Again, the reason we did far more brute force testing was because of the fact that ANDIE is a pretty self diagnosing program, as in when something is wrong with an filter alogrithm for instance, it was pretty obvious there is an error there, and often one could guess what part of the filter was going wrong. So rather than unit tests the easier method to test was to chuck a test image in ANDIE and see what happens.
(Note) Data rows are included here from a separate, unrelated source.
PR #3351, opened 2020-05-21
Add the ability to request an email confirmation

yuki24:
addresses https://artsyproduct.atlassian.net/browse/AUCT-994

This adds a new email confirmation banner to the `<Home>` screen. This doesn't directly replace the consignments banner as it's so much easier to add a feature flag and I think we could just hide it by default and enable for e.g. QA when we want to. This way we could safely merge this PR without affecting or blocking any other teams.

In order to enable this feature, both the `Email Confirmation Banner` and `Move City Guide, Enable Sales` should be on:

Screen Shot 2020-05-21 at 3 46 24 PM

### Happy Path:

AUCT-994-happy-path

### Already Confirmed Email:

AUCT-994-already-confirmed

### In Case of a Failure:

AUCT-994-failure


src/lib/Scenes/Home/Components/__tests__/EmailConfirmationBanner-tests.tsx
```diff
@@ -0,0 +1,203 @@
+import { Theme } from "@artsy/palette"
+import React from "react"
+import { graphql } from "react-relay"
+
+import { EmailConfirmationBannerTestsQuery } from "__generated__/EmailConfirmationBannerTestsQuery.graphql"
+import { renderRelayTree } from "lib/tests/renderRelayTree"
```
ds300, line 6: nonblocking: We're moving away from enzyme (which renderRelayTree is built on) so in the future it'd be great if you could use `react-test-renderer` and `relay-test-utils` for writing tests.

src/lib/Scenes/Home/Components/EmailConfirmationBanner.tsx
```diff
@@ -0,0 +1,132 @@
...
+import { commitMutation, createFragmentContainer, graphql, RelayProp } from "react-relay"
+import { Environment } from "relay-runtime"
+
+import { EmailConfirmationBanner_me } from "__generated__/EmailConfirmationBanner_me.graphql"
+import {
+  EmailConfirmationBannerMutation,
+  EmailConfirmationBannerMutationResponse,
+} from "__generated__/EmailConfirmationBannerMutation.graphql"
+
+type UnconfirmedEmail = string | null | undefined
```
dleve123, line 13: Mostly for my own education, why do we need to have both `null` and `undefined` in the union type?

src/lib/Scenes/Home/Components/EmailConfirmationBanner.tsx
```diff
@@ -0,0 +1,132 @@
...
+      variables: {},
+    })
+  })
+}
+
+export const EmailConfirmationBanner: React.FC<Props> = ({ me, relay }) => {
+  const [shouldDisplayBanner, toggleVisible] = useState<boolean>(me.canRequestEmailConfirmation)
+  const [isLoading, setLoading] = useState<boolean>(false)
+  const [unconfirmedEmail, setUnconfirmedEmail] = useState<UnconfirmedEmail>(null)
+  const [errorMessage, setErrorMessage] = useState<string | null>(null)
```
dleve123, line 53: minor: thoughts on extracting a type for `ErrorMessage`, similar to what you do for `UnconfirmedEmail`? Might be a bit more consistent that way.

src/lib/Scenes/Home/Components/EmailConfirmationBanner.tsx
```diff
@@ -0,0 +1,132 @@
...
+
+  const didTapResend = async () => {
+    try {
+      setLoading(true)
+
+      const { sendConfirmationEmail } = await submitMutation(relay.environment)
+      const confirmationOrError = sendConfirmationEmail?.confirmationOrError
```
dleve123, line 60: The stricter type checking in Eigen is definitely interesting! For instance, is it deliberate or incidental that it's possible for `sendConfirmationEmail` to be null? Taking a look at the MP schema:
```
  sendConfirmationEmail(
    input: SendConfirmationEmailMutationInput!
  ): SendConfirmationEmailMutationPayload
```
(https://github.com/artsy/metaphysics/blob/master/_schemaV2.graphql#L5872)

there's no `!` at the end of `SendConfirmationEmailMutationPayload`, so this all makes sense from a types perspective, but does make me wonder why isn't MP typed so that there's always a value of type `SendConfirmationEmailMutationPayload` returned -- aka `SendConfirmationEmailMutationPayload!`

Not suggesting any changes with this comment, but curious if you have any thoughts here.

src/lib/Scenes/Home/Components/EmailConfirmationBanner.tsx
```diff
@@ -0,0 +1,132 @@
...
+        switch (message) {
+          case "email is already confirmed":
+            setErrorMessage("Your email is already confirmed")
+            break
+          default:
+            setErrorMessage("Something went wrong. Try again?")
+            break
+        }
+      }
+    } catch (error) {
```
dleve123, line 78: So this catch helps ensure that if the underlying APIs change such that Eigen doesn't know how to properly a response from MP, the user is still able to use Eigen in a slightly degraded state, is that right?

How does this catch interplay with the [`onError` key-value](https://github.com/artsy/eigen/pull/3351/files#diff-868d2a90cb57dc630dfa7cc267ef1b80R26)?

src/lib/Scenes/Home/Components/EmailConfirmationBanner.tsx
```diff
@@ -0,0 +1,132 @@
...
+        {isLoading ? (
+          <>
+            <Text>Sending an confirmation email...</Text>
+
+            <Flex pr="1">
+              <Spinner size="small" color="white100" />
+            </Flex>
+          </>
+        ) : (
+          <TouchableWithoutFeedback onPress={unconfirmedEmail ? undefined : didTapResend}>
```
dleve123, line 105: minor / more opinion than anything else – seems like there are 2 modes that this banner can be in:

1. about to be clicked / pending (aka `unconfirmedEmail` is `null`)
2. clicked / requested (aka `unconfirmedEmail` is `string` OR there's an error message present -- generally there's a response from the mutation)

I wonder if there would be any value in creating `PendingConfirmation` & `ConfirmationRequested` private subcomponents to represent these states? This would introduce some duplication of palette components, but might be worth it?

Food for thought -- at the very least, I hope I'm at least understanding how this works.

src/lib/Scenes/Home/Components/__tests__/EmailConfirmationBanner-tests.tsx
```diff
@@ -0,0 +1,203 @@
...
+    await component
+      .find(TouchableWithoutFeedback)
+      .at(0)
+      .props()
+      .onPress()
+
+    expect(component.text()).toEqual("Email sent to i.am.unconfirmed@gmail.com")
+  })
+
+  it("should not be clickable after a successful response", async () => {
```
dleve123, line 117: should it be clickable after an error? Thinking out loud here: I don't think it would be clickable again if you are already confirmed, but on other errors (sporatic MP downtime) I think it should be clickable.

yuki24: > I don't think it would be clickable again if you are already confirmed, but on other errors (sporatic MP downtime) I think it should be clickable.

That's exactly how the banner behaves as it is right now.

dleve123: Awesome! I see you just extended some tests to document/verify this behavior as well 👌

src/lib/Scenes/Home/Components/EmailConfirmationBanner.tsx
yuki24: I've updated this to be just `message` so you could set an appropriate message depending on the situations: https://github.com/artsy/eigen/pull/3351/commits/67a71c59e06763ea6ed7010493eac0390f619bbf and that also helped remove a few conditionals . The `UnconfirmedEmail` is also gone now since we don't need a concrete type any more.

src/lib/Scenes/Home/Components/EmailConfirmationBanner.tsx
yuki24: I think the intention is that any nested object/field could be `null` so we tend to default to optionals by default, which leads to a type like this. The optional chain here is a bit odd, but at the same time it isn't too verbose.

src/lib/Scenes/Home/Components/EmailConfirmationBanner.tsx
yuki24: Generally this error could be an underlaying Network error that is thrown by the device or the client or an authentication error.

src/lib/Scenes/Home/Components/EmailConfirmationBanner.tsx
yuki24: Now that we have this refactor https://github.com/artsy/eigen/pull/3351/commits/9381e048ae8ec03a77aedd359a5023542ceb6270#diff-868d2a90cb57dc630dfa7cc267ef1b80R104 I'm not sure we have to be very sophisticated about the abstraction here.

src/lib/Scenes/Home/Components/EmailConfirmationBanner.tsx
yuki24: I've actually removed this type: 67a71c59e06763ea6ed7010493eac0390f619bbf

dleve123:
re-assigned to @yuki24 as this PR already has multiple approving reviews, so I don't think there's a need to wait on more reviews. Merge at your discretion @yuki24.

yuki24:
Just Copying [the Slack thread](https://artsy.slack.com/archives/CA3D02SDN/p1590594079128100), the tabs are implemented in Obj-C and at least it would be a bit more work to send e.g. tab a tap event all the way down to the banner. The test helper shouldn't block merging this, so I'll merge and send it to QA.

If we had the chance to re-do this project, I think from the start we would implement unit tests as each feature is developed, so that from the beginning we can constantly test ANDIE to ensure consistency and functionality of a feature once its added. This would also mean that going into Milestone 2 from Milestone 1, we would have unit tests that we know work already, and if they start failing once we change things in Milestone 2, we know exactly where.

Additional Features

We added additional filters (such as blotch blur), an eyedropper tool, a paintbrush/draw tool, 2 color menus for selecting fill shape options and hollow shape options (so the user could combine and mix and match options, such as having a orange outlined yellow filled circle). Unfortanely, the draw feature is not fully functional at the time of submission. This is because if the user moves the mouse quickly, the mouse listener doesn't activate quickly enough, and causes there to be gaps in the line drawn. A possible solution to this would be to see where there are gaps in the list of points, and then fill the gaps in with appopriate points.


Versions

1.0 : Base form of ANDIE supplied by Department of Computer Science at the Univesity of Otago.

2.0 : Added Sharpen, Gaussian blur, mean filter, soft blur, brightness and contrast altering, increase size, rotate by 90 degrees, flip, and multilingual support

3.0 : Extends filters to handle edges cases. Added the 8 emboss filters, the 2 Sobel filters, a toolbar with options for commonly used options, keyboard shortcuts, macros for applying a preset set of operations in a sequence, rectangular selection, image crop to said rectangular selection, drawing operations (draw rectangle, oval, line), and additionally added a custom filter blotch blur, a paintbrush tool, an eyedropper tool, and menues for selecting hollow or fill shapes, shape color and line thickness for hollow shapes and paintbrush.